Your goal: Among the lines of the records below, copy those that hold the word "will".

(Dataset entries)
PR #5750, opened 2023-05-17
#5717: swap native select widget for searchable select widget in Form Builder

### LINKED ISSUE #5717: Make dropdowns searchable in document builder & form builder
From Mike: Feature: our onboarding options dropdowns are nice, because they are searchable\. This is helpful with many options like choosing languages, timezones, etc\.\.\.\.\. However, in the document builder our dropdowns are not searchable, which makes them very hard to work with when there are many options

<p></p>

From Todd: What we probably want to do is swap in `react-select` for the native select widget in form builder forms[\. ](https://pixiebrix.slack.com/archives/C03VDGLT0JU/p1683768279852609)It just has some quirks that will require QA to make sure the behavior is the same as before\. And also we’ll have to do some styling work so it matches the other fields\.

<p></p>

Context:

<https://pixiebrix.slack.com/archives/C042CA15AKS/p1683231110585779>

<p></p>

turbochef:
## What does this PR do?

- Make Select Widget Preview Searchable
- Closes #5717 

## Demo

- [Loom](https://www.loom.com/share/2947f30e63a64f64aa4fa291b8afe4c0)

## Checklist

- [x] Add tests


src/components/formBuilder/preview/SelectWidgetPreview.tsx
```diff
@@ -14,61 +14,62 @@
...
-          : undefined,
-    };
+  const _onBlur = () => {
+    onBlur(id, value);
+  };
 
-    return (
-      <RjsfSelectWidget
-        {...props}
-        disabled
```
twschiller, line 55: @turbochef the select widget should be disabled in the preview

src/components/formBuilder/preview/SelectWidgetPreview.tsx
```diff
@@ -14,61 +14,62 @@
...
-    // @ts-expect-error enumValues || oneOf is always a string here
-    const varValue: string =
-      typeof enumValues === "string" ? enumValues : oneOf;
-    const enumOptions = [
-      {
-        value: varValue,
-        label: varValue,
-      },
-    ];
+const SelectWidgetPreview: React.FC<WidgetProps> = ({
```
twschiller, line 24: This component is for the Form Builder preview. (Hence the name "Preview")

If we want to use the widget in multiple places, we should rename the file and component and move it out the `preview` folder

src/components/formBuilder/preview/SelectWidgetPreview.tsx
```diff
@@ -14,61 +14,62 @@
...
+import { type WidgetProps } from "@rjsf/core";
+import Select from "react-select";
+import { FormLabel, FormGroup } from "react-bootstrap";
 
-const RjsfSelectWidget = RjsfTheme.widgets.SelectWidget;
+type OptionType = { label: string; value: string };
 
-const SelectWidgetPreview: React.VFC<WidgetProps> = (props) => {
-  // If Select Options is a variable, then `props.schema.enum` holds the name of the variable (i.e. string).
-  const { enum: enumValues, oneOf } = props.schema;
```
twschiller, line 27: Where has this logic gone? Why is it no longer necessary?

src/components/formBuilder/preview/SelectWidgetPreview.tsx
twschiller: I would recommend making it SelectWidget in the `components/formBuilder` folder. This is where ImageWidget lives: https://github.com/pixiebrix/pixiebrix-extension/blob/8ad0ab435008db46a9b7e9154918585ff7b47afb/src/components/formBuilder/ImageCropWidget.tsx#L25-L25

turbochef: I'll move it

src/components/formBuilder/preview/SelectWidgetPreview.tsx
turbochef: (comment repeated from our zoom chat)

The `enum` and `oneOf` types are always arrays so the `if` statement on line 28 would have never been hit.

src/components/formBuilder/FormBuilderSelectWidget.tsx
```diff
@@ -0,0 +1,76 @@
...
+ * along with this program.  If not, see <http://www.gnu.org/licenses/>.
+ */
+import React from "react";
+import { type WidgetProps } from "@rjsf/core";
+import Select from "react-select";
+import { FormLabel, FormGroup } from "react-bootstrap";
+
+type OptionType = { label: string; value: string };
+
+const FormBuilderSelectWidget: React.FC<WidgetProps> = ({
```
twschiller, line 24: The reference component from RFSJ is here: https://github.com/rjsf-team/react-jsonschema-form/blob/v4.2.3/packages/bootstrap-4/src/SelectWidget/SelectWidget.tsx

It also handles multiple selection. We're not currently handling that here. I need to verify there was no way to do select multiple via the Form Builder previously or those mods will break

src/components/formBuilder/preview/SelectWidgetPreview.tsx
BLoe: This isn't true, we do some nasty hacking for the preview where we set `enum` to a string value here: https://github.com/pixiebrix/pixiebrix-extension/blob/main/src/components/formBuilder/preview/FormPreview.tsx#L92

BLoe: Here's where we set those two widget types to use the same preview widget as `SelectWidget`: https://github.com/pixiebrix/pixiebrix-extension/blob/main/src/components/formBuilder/preview/FormPreview.tsx#L180-L185

twschiller: Thanks for flagging this Ben. Let's make sure the behavior/expectations is covered at least in the comments to explain why that code is there. Tests also beneficial

src/components/formBuilder/preview/FormPreview.tsx
```diff
@@ -88,12 +88,10 @@ const FormPreview: React.FC<FormPreviewProps> = ({
 
             if (property.format === "preview") {
               // Intentionally setting a string value, not an array. @see FormPreviewSchemaField for details
-              // @ts-expect-error -- intentionally assigning to a string
-              property.enum = `[Mod Name] - ${activeField} database`;
+              property.enum = [`[Mod Name] - ${activeField} database`];
             } else {
               // Intentionally setting a string value, not an array. @see FormPreviewSchemaField for details
-              // @ts-expect-error -- intentionally assigning to a string
-              property.enum = "Select...";
```
turbochef, line 96: @BLoe here's my slightly-less-hacky solution. It should work the same way except it doesn't disable the field in the preview.

src/components/formBuilder/FormBuilder.test.tsx
```diff
@@ -75,6 +75,31 @@ async function renameField(newName: string) {
   await waitForEffect();
 }
 
+/**
+ * Utility function to get react-select option labels
+ */
+function getAllReactSelectOptionLabels(reactSelectContainer: HTMLElement) {
```
turbochef, line 81: React select renders everything in divs so this seems like the most reliable way to get options.

turbochef: I wrote it so that it could be abstracted later but I'm not sure if it's worth the bloat. Would love your thoughts.

src/blocks/renderers/documentView/DocumentView.tsx
```diff
@@ -44,19 +44,17 @@ const DocumentView: React.FC<DocumentViewProps> = ({
     // Wrap in a React context provider that passes BlockOptions down to any embedded bricks
     // ReactShadowRoot needs to be inside an HTMLElement to attach to something
```
grahamlangford, line 45: It looks like this comment is no longer true?

src/components/formBuilder/preview/FormPreview.tsx
BLoe: Cool, makes sense

src/blocks/renderers/documentView/DocumentView.tsx
turbochef: Ah yeah. ShadowRoot makes its own div. Good catch.

BLoe: Instead of just removing the comment, can you please update it to add information about the EmotionShadowRoot and what it's doing/why it's used here?

src/components/formBuilder/FormBuilderSelectWidget.tsx
```diff
@@ -0,0 +1,81 @@
...
```
BLoe, line 24: The naming of this component is a little confusing to me. The "form builder" is the tool in the page editor that is used to build a form, and the EphemeralForm is the actual form that is rendered when a mod runs. Calling this "FormBuilderSelectWidget" is confusing because it's not a widget in the form builder, it's more an _output_ of the form builder. It's a widget that's used in the preview and the real mods themselves, it's not rendered _in the form builder_ in the page editor. Something like `RjsfSelectWidget` or something like that seems more clear to me.

src/contentScript/pageEditor/elementPicker.ts
```diff
@@ -178,7 +178,7 @@ export async function userSelectElement({
       }
 
       // Do not prevent mouse event in order to drag feature working.
-      if (target.contains(multiSelectionToolElement)) {
+      if (multiSelectionToolElement?.contains(target)) {
```
BLoe, line 181: Just curious why the logic is reversed here now? Was this a bug in this code?

src/components/selectionToolPopover/SelectionToolPopover.tsx
```diff
@@ -17,10 +17,10 @@
 
 import React, { type ChangeEvent, useEffect, useState } from "react";
 import ReactDOM from "react-dom";
-import ReactShadowRoot from "react-shadow-root";
+// Import ReactShadowRoot from "react-shadow-root";
```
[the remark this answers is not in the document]
turbochef: Nope, I'll remove it.

src/contentScript/pageEditor/elementPicker.ts
turbochef: Honestly, I'm not sure why it worked before. What this says now is "if you click inside the multi-select popover, don't trigger a selection"

src/components/formBuilder/FormBuilderSelectWidget.tsx
turbochef: That makes sense. We named it based on the nearest parent folder. I'll rename it.

src/components/formBuilder/FormBuilderSelectWidget.tsx
```diff
@@ -0,0 +1,81 @@
...
+  };
+
+  const _onFocus = () => {
+    onFocus(id, value);
+  };
+
+  const enumOptions = options.enumOptions as OptionType[];
+
+  const selectOptions =
+    enumOptions.map?.(({ value, label }) => ({
```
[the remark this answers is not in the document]
turbochef: This was left over from debugging a unit test. I shouldn't need it at all now. Thanks for pointing it out.

BLoe (approved):
Thanks for iterating on this!


image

Task result:
From Todd: What we probably want to do is swap in `react-select` for the native select widget in form builder forms[\. ](https://pixiebrix.slack.com/archives/C03VDGLT0JU/p1683768279852609)It just has some quirks that will require QA to make sure the behavior is the same as before\. And also we’ll have to do some styling work so it matches the other fields\.
It also handles multiple selection. We're not currently handling that here. I need to verify there was no way to do select multiple via the Form Builder previously or those mods will break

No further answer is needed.